New regulations governing D-SNPs have not altered the company’s acquisition strategy, Chief Financial Officer Mark Keim said during the call. The insurer is looking to acquire Medicaid, Medicare Advantage or exchange plans, he said.
“We're out selling the Molina story, which is very appealing to many nonprofits," Keim said. "If we could wave our wand and get timing where we wanted it, you might have seen [an acquisition] this quarter.”
Molina reported net income of $334 million, or $5.17 per share, in the first quarter, a 0.9% decrease compared with the same period last year. Revenue increased 21.2% to $9.9 billion. The company's full-year guidance of adjusted earnings of at least $23.50 per share is unchanged from last quarter.
Molina shares opened at $339.21 on the New York Stock Exchange, down 7.7% from Wednesday’s close.
The insurer reported a medical loss ratio of 88.5%, up from the 87.1% reported this time last year. The metric represents medical costs as a percentage of premium revenue. Higher utilization of long-term support services and pharmacy costs in Medicare and new membership gains in Medicaid drove the increase, Keim said. The company anticipates Medicare and Medicaid costs to come down and exchange costs to increase as the year progresses.
Membership in the first quarter rose 8.8% to 5.7 million enrollees fueled by its acquisition of NeueHealth — formerly Bright Health’s — Medicare Advantage plans.

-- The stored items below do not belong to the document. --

PR #210, opened 2026-07-09
allow tests to define if_changed and crate_path

andreeaflorescu:
### Summary of the PR

We now check whether the test defines if_changed and crate_path before using the ones from the workspace. If the tests does define these two, then we don't overwrite them with the default workspace configuration.

This is needed so that custom pipelines for tests can specify as if changed the crate that they're intended to. Without this change we end up running the custom tests for all crates that are changed instead of running it just for the crate that they're intended.

### Requirements

requirements:

  test.


stefano-garzarella (approved):

RuoqingHe (approved):
Looks reasonable to me, thanks @andreeaflorescu ❤️

epilys (approved):

PR #209, opened 2020-11-26
SceneClass and SimpleSceneClass

duncanspumpkin:
Was wanting to get these done so that i can eventually do the 3 derived scenes 2d, 3d and interface.

### DIFF
--- a/src/w3d/renderer/scene.cpp
+++ b/src/w3d/renderer/scene.cpp
@@ -15,6 +15,7 @@
 #include "scene.h"
 #include "camera.h"
 #include "chunkio.h"
+#include "coltest.h"
 #include "dx8wrapper.h"
 #include "light.h"
 #include "lightenv.h"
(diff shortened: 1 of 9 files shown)


src/w3d/renderer/scene.cpp
```diff
@@ -0,0 +1,264 @@
...
+    }
+
+#ifdef BUILD_WITH_D3D8
+    for (auto i = 0; i < LightEnvironmentClass::MAX_LIGHTS; ++i) {
+        DX8Wrapper::Set_Light(i, nullptr);
+    }
+#endif
+
+    auto *light_environment = rinfo.m_lightEnvironment;
+    if (light_environment != nullptr) {
```
tomsons26: should assert rinfo.light_environment==NULL before this and this if case should be  if ( !light_environment  ) as it makes a fallback light if one isn't set

src/w3d/renderer/scene.cpp
```diff
@@ -0,0 +1,264 @@
...
+            break;
+    }
+}
+
+// 0x00832DF0
+float SimpleSceneClass::Compute_Point_Visibility(RenderInfoClass &rinfo, const Vector3 &point)
+{
+    CastResultStruct res;
+    auto camera_position = rinfo.m_camera.Get_Position();
+    LineSegClass ray{ camera_position, point };
```
tomsons26: should be LineSegClass ray(camera_position, point);, if the ctor isn't there ask, ill provide the code

src/w3d/renderer/scene.cpp
```diff
@@ -0,0 +1,264 @@
...
+        }
+    }
+    m_releaseList.Reset_List();
+}
+
+// 0x00832B30
+void SimpleSceneClass::Remove_All_Render_Objects()
+{
+    for (auto *robj = m_renderList.Remove_Head(); robj != nullptr; robj = m_renderList.Remove_Head()) {
+        robj->Notify_Removed(this);
```
tomsons26: original calls SceneClass::Remove_Render_Object()

src/w3d/renderer/scene.cpp
duncanspumpkin: It is that? do you mean `LineSegClass ray{rinfo.m_camera, point};`

tomsons26: no, () there's a Vector3, Vector3 ctor

OmniBlade:
@tomsons26 Are there any outstanding changes you were wanting for this PR or does it just need rebasing for merge?

tomsons26:
> @tomsons26 Are there any outstanding changes you were wanting for this PR or does it just need rebasing for merge?

can't remember at this point, only that i don't like that line seg ctor init, its supposed to call the actual ctor not jam the values in.

duncanspumpkin:
It is calling the ctor. It's not an aggregate initialiser if that's what you are getting at. As soon as you define a constructor you can't use aggregate initialisation. Braces and parens do the exact same thing in this context.

src/w3d/renderer/scene.cpp
```diff
@@ -0,0 +1,265 @@
...
+    auto *light_environment = rinfo.m_lightEnvironment;
+    captainslog_dbgassert(light_environment == nullptr, "Light Environment already exists");
+    if (light_environment == nullptr) {
+        static LightEnvironmentClass s_lightEnv;
+        s_lightEnv.Reset({ 0, 0, 0 }, m_ambientLight);
+        for (auto iter = m_lightList.Iterator(); iter; ++iter) {
+            s_lightEnv.Add_Light(*(static_cast<LightClass *>(iter.Get_Obj())));
+        }
+        rinfo.m_camera.Validate_Transform();
+        s_lightEnv.Pre_Render_Update(rinfo.m_camera.Get_Transform_No_Validity_Check());
```
tomsons26: this would be Get_Transform() since Validate_Transform is called above

duncanspumpkin:
I've rebased and switched back from {} to () and made that other change.

src/w3d/renderer/scene.cpp
```diff
@@ -0,0 +1,264 @@
...
+#ifdef BUILD_WITH_D3D8
+    for (auto i = 0; i < LightEnvironmentClass::MAX_LIGHTS; ++i) {
+        DX8Wrapper::Set_Light(i, nullptr);
+    }
+#endif
+
+    auto *light_environment = rinfo.m_lightEnvironment;
+    captainslog_dbgassert(light_environment == nullptr, "Light Environment already exists");
+    if (light_environment == nullptr) {
+        static LightEnvironmentClass s_lightEnv;
```
OmniBlade: local statics should be prefixed with _ but otherwise named the same as local variables.

OmniBlade (changes requested):
Just need the local static renaming but otherwise I think this is good to merge.

OmniBlade (approved):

The bump in Medicare Advantage members balanced out a 50,000-person decrease in Medicaid membership during the first quarter. The company anticipates dropping another 50,000 in the second quarter, due in part to states continuing to unwind their Medicaid rolls.
Zubretsky said he anticipates losing 600,000 enrollees, an increase from his February estimate of 500,000. He did not say why he was updating enrollment assumptions but has noted on previous calls procedural losses have surpassed company projections. About 30% of Medicaid enrollees who lose coverage are re-enrolled in Molina marketplace plans, Zubretsky said.
Recent state Medicaid contract losses in Florida and Virginia will cost the company $500 million in revenue this year, which Molina will offset through general and administrative expenses, Keim said. Molina is protesting decisions in both states.